The judge said eminent physicians confirmed the potential side-effects of the medication taken by Allington-Smith, which, if carefully monitored, could be  safely controlled to prevent any repeat of his hypersexual and impulsive behaviour.

October 2016

Paedophile physicist who filmed young women up their skirts admits string of sexual offences

An ASTROPHYSICIST’S fall from grace was complete yesterday (Monday, October 10) when he admitted a string of sex offences including following young women and using a mobile phone to film under their skirts.

Dr Jeremy Allington-Smith, 59, outraged public decency by making the moving clips “almost exclusively” of unsuspecting women in short skirts over a five-year period, Durham Crown Court was told.

Police found more than 300 images, made mainly in Durham city centre, when a warrant was served at his home in the city in October last year.

Officers also found thousands of indecent images and moving clips of children on his domestic computer equipment.

The former Durham University academic, who has Parkinson’s Disease and walks with the aid of a stick, pleaded guilty to nine offences.

He admitted downloading 688 indecent still and moving images of children of the worst category, between July 2008 and October 2015, along with two similar charges relating to a further 2,453 indecent images.

Allington-Smith also admitted three charges relating to the possession of 1,818 prohibited images of children. The latter images include Japanese cartoon-type pictures and computer generated images, as well as copies of pictures found in a paedophile manual.

He also admitted possessing the manual, containing advice on how to abuse sexually children.

And he pleaded guilty to a charge of voyeurism in July 2013 when, “for the purposes of sexual gratification”, he recorded a woman doing a private act without her knowledge.

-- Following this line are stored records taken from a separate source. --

PR #3095, opened 2021-04-08
Remove SignalFX-related HPA code. PAASTA-17097

EvanKrall:
I'll plan to ship this in a week or so, once all the services have been off signalfx for a while.

### DIFF
--- a/paasta_tools/kubernetes_tools.py
+++ b/paasta_tools/kubernetes_tools.py
@@ -98,7 +98,6 @@ from kubernetes.client import V1TCPSocketAction
 from kubernetes.client import V1Volume
 from kubernetes.client import V1VolumeMount
 from kubernetes.client import V2beta2CrossVersionObjectReference
-from kubernetes.client import V2beta2ExternalMetricSource
 from kubernetes.client import V2beta2HorizontalPodAutoscaler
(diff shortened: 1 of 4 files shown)


paasta_tools/kubernetes_tools.py
```diff
@@ -621,44 +616,6 @@ def get_autoscaling_metric_spec(
                         ),
                     )
                 )
-
-            use_signalfx = autoscaling_params.get(
```
nemacysts, line 625: should we also clean up the use_prometheus (for uwsgi) bits above this?

nemacysts: if we want, we can probably also clean up the metric names that we use for the HPAs since we no longer need to suffix things with `-prom` for uniqueness - we'd just need to update the prometheus adapter config script

that said, we should also update the prometheus adapter config script if we decide to remove use_prometheus from uwsgi codepaths

nemacysts (approved):

paasta_tools/kubernetes_tools.py
EvanKrall: yeah, getting rid of `use_prometheus` support is probably a good call.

Allington-Smith further admitted outraging public decency, between September 2009 and September 2014, for a series of acts of a “lewd, obscene or disgusting nature” by taking images up women’s skirts without their knowledge.

He denied a tenth count of attempting to take indecent photographs of children in March 2011 – a charge which will be left on file.

Referring to a summary of the state’s case, Judge Christopher Prince said: “There are 360 moving image clips taken from a smart phone or small camera being held down low as the defendant walks along the street – almost exclusively of young women wearing short skirts . . . in shops or walking up the steps.”

The judge placed Allington-Smith on the sex offenders’ register with immediate effect and adjourned the case for sentencing on January 20.

The former academic was granted bail with stringent conditions on his use of the internet and he was banned from using any device capable of taking images outside of his own home.